Identify, in the records below, every line where the string "emptyNodes" appears, and copy each such line.

▶ Provided information:
»»
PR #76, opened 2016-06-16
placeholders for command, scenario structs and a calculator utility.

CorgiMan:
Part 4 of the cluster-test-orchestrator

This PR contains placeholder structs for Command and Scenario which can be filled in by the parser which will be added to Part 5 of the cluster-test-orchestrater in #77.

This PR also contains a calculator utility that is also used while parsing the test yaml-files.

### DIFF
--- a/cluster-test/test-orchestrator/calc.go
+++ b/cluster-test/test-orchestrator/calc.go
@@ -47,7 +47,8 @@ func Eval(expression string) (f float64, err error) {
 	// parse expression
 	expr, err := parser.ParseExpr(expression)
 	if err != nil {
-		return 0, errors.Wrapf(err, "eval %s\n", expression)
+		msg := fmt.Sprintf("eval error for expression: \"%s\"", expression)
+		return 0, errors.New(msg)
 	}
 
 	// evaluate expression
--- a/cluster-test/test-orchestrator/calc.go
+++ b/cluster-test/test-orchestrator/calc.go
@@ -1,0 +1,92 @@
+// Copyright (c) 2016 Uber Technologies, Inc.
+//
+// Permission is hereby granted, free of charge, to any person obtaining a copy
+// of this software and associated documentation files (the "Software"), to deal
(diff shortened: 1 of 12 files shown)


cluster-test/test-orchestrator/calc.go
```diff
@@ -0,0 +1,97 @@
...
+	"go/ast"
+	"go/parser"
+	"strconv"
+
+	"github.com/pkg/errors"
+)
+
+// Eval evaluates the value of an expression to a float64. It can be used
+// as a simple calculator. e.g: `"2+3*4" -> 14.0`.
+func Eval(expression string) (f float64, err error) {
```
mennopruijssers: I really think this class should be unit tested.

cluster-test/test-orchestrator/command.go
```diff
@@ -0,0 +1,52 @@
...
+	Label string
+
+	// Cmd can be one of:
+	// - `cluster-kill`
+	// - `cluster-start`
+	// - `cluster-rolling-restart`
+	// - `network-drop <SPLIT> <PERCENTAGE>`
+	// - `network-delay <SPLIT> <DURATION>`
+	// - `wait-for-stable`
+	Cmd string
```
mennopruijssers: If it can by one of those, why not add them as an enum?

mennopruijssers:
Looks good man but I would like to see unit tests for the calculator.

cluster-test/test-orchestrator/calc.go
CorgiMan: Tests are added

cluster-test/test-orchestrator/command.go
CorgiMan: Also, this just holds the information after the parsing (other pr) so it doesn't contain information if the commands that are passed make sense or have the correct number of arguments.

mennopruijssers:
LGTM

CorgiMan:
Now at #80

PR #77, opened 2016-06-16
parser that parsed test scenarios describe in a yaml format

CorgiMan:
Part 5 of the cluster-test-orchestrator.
««
»»
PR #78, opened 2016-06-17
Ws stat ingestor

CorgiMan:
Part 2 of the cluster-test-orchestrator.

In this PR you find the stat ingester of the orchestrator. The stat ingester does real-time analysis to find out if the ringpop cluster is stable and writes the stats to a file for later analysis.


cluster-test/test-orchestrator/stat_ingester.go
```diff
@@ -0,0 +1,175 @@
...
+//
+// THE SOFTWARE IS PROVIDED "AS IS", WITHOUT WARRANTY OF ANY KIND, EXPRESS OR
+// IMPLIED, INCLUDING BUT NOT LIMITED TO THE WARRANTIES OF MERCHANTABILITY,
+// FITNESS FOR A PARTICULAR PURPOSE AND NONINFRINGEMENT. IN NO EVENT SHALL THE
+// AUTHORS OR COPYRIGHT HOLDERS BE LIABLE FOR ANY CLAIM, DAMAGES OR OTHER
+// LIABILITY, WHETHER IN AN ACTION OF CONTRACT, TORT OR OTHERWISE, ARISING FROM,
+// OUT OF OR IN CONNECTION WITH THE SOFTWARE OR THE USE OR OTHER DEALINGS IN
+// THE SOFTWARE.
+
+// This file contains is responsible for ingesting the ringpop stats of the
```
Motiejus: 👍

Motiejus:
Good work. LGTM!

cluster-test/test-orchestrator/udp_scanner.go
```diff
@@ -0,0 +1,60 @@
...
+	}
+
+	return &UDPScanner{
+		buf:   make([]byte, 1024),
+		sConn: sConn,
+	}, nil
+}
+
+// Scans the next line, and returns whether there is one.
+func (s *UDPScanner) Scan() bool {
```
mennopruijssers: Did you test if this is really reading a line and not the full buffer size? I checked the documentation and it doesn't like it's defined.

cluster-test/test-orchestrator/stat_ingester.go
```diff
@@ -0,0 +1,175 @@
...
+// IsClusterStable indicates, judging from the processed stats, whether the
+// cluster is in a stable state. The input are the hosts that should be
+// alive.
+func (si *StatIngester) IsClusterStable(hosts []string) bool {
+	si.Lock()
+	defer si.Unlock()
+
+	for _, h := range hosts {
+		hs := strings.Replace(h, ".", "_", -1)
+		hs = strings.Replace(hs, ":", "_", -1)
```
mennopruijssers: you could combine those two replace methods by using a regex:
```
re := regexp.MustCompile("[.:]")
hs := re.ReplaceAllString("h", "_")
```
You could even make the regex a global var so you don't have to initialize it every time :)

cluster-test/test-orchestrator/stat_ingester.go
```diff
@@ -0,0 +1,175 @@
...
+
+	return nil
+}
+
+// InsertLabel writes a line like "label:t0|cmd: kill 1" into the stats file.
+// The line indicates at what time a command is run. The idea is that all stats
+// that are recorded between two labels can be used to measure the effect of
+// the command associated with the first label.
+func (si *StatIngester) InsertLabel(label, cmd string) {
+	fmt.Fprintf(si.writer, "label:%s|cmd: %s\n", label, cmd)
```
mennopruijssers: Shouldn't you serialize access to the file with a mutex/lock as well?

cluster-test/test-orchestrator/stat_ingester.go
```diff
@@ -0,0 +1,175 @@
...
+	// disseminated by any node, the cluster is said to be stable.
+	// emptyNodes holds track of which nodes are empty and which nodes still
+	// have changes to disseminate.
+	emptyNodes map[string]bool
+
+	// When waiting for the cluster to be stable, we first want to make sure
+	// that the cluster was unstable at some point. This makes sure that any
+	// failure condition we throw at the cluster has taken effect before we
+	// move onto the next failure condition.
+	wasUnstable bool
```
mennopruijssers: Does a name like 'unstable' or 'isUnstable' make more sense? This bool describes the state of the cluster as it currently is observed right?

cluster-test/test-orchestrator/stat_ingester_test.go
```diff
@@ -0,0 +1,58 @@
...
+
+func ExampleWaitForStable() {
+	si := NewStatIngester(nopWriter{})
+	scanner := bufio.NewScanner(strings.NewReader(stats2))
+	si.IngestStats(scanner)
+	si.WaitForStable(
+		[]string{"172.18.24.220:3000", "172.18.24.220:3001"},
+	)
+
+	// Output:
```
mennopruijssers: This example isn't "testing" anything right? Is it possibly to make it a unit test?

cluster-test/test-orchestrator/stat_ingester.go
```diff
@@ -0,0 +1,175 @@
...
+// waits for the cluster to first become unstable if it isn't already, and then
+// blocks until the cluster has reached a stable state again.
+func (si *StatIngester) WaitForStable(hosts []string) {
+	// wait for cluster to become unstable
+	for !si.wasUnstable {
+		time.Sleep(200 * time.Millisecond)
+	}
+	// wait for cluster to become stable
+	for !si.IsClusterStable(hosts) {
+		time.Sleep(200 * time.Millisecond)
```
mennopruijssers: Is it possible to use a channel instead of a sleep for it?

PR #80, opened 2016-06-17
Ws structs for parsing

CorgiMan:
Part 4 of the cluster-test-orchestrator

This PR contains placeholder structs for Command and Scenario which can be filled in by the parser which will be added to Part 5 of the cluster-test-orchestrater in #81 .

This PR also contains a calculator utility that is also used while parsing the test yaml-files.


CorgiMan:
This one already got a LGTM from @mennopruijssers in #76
««
▶ Exercise solution:
+	// emptyNodes holds track of which nodes are empty and which nodes still
+	emptyNodes map[string]bool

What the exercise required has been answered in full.